Add command-line chunking parameters for flexible VRAM utilization
Several issues here and on the slack are related to VRAM limitations: #71, #83, #106, #167, #169, #197, #214
By tweaking the chunking parameters, you can significantly reduce the VRAM requirements. Using this strategy, I have modelled systems with 4000+ tokens on our H200s.
This PR:
- Provides chunking parameters as command-line arguments.
- Adds chunking to the PairformerLayer transition_z calculation (same as MSAlayer) which becomes a bottleneck at large system sizes.
Default behaviour should be consistent with the existing implementation.
- I did also have to enable PYTORCH_CUDA_ALLOC_CONF=expandable_segments:True which may be worth documenting.
- Chunking will only occur above the chunk_size_threshold which may also be a useful command line argument.
@tlitfin-unsw thanks the initiative we faced similar issues internally and did a very similar change
like :)
I would love to see this integrated and released as I'm currently limited by the linked issues.

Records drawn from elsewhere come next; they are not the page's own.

PR #9921, opened 2026-08-15
[Megatron] Fix duplicated GRPO KL gathering

taking-lying-flat:
## Summary

- Slice rollout-group KL values back to the samples owned by the current rank before the global gather.
- Preserve the same global rank ordering used when rewards are gathered for advantage computation.
- Add regression coverage for equal and uneven per-rank rollout sample counts.

## Root cause

Megatron GRPO first gathers local samples across the rollout group (`TP x PP x CP`) and computes KL for that full concatenated sample set on every rank. `_compute_kl_from_batches` then gathered those already group-wide KL values globally.

Rewards follow a different path: each rank scores only its locally owned samples, then gathers those local rewards globally once. As a result, the KL tensor contained replicated rollout-group entries and could be larger than the rewards tensor. With the 4-way parallel configuration reported in #9917, this produced the deterministic `512` versus `2048` mismatch when applying the KL reward penalty.

## Fix

The rollout-group sample counts and rank identify the exact slice originally owned by each process. Only that local KL slice is passed to the existing global gather, so KL and rewards now use identical sample ownership and ordering. The implementation supports non-uniform sample counts within the rollout group and asserts that the concatenated KL tensor matches the gathered counts.

### DIFF
--- a/swift/megatron/trainers/grpo_trainer.py
+++ b/swift/megatron/trainers/grpo_trainer.py
@@ -13,7 +13,7 @@ from swift.infer_engine.protocol import RequestConfig, RolloutInferRequest, Roll
 from swift.megatron.arguments import MegatronArguments
 from swift.megatron.utils import RouterReplayHelper, get_padding_to, set_router_replay_data
 from swift.rl_core.advantage import (compute_advantages, compute_reward_metrics, compute_teacher_kl_per_token,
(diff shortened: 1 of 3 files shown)


hjh0119 (approved):

hjh0119:
thanks for the fix

PR #9923, opened 2026-08-15
fix: handle tool messages in last round loss scaling

Bakuma-sea:
# PR type
- [x] Bug Fix
- [ ] New Feature
- [ ] Document Updates

# PR information

Fix incorrect `last_round` loss scaling for agent conversations containing tool responses.

Previously, `get_last_user_round` only recognized messages with the `user` role. In tool-call conversations, a `tool` message starts the final query-response round, so the last round could be identified incorrectly and loss scaling could be applied to earlier assistant responses.

This change treats both `user` and `tool` messages as valid round-start messages. It also adds a regression test for a conversation ending with a tool response followed by the final assistant response.

## Experiment results

- Added regression test: `tests/loss_scale/test_last_user_round.py`
- `git diff --check` passed.

### DIFF
--- a/swift/template/utils.py
+++ b/swift/template/utils.py
@@ -166,17 +166,7 @@ def split_str_parts_by(text: str, delimiters: List[str], regex_mode: bool = Fals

Another way to increase the maximum size of predicted structures with a given amount of VRAM is to use 16-bit floating point (bfloat16) using Nvidia GPUs as described in #263. In limited tests this allowed predicting 40% more residues without showing noticeable decreased accuracy versus using the default 32-bit floating point. Pull request #264 adds an option to the boltz command to use bfloat16. I would love to see improvements to boltz to address the structure size limits which are much smaller than AlphaFold 3 and I think are the main limitation for research biologists, most of whom have consumer GPUs with limited memory (e.g. Nvidia 4090 with 24 GB) and not H200 GPUs with 141 GB.
Closing this stale PR. I implemented these changes and added several other inference-only memory optimizations in this fork.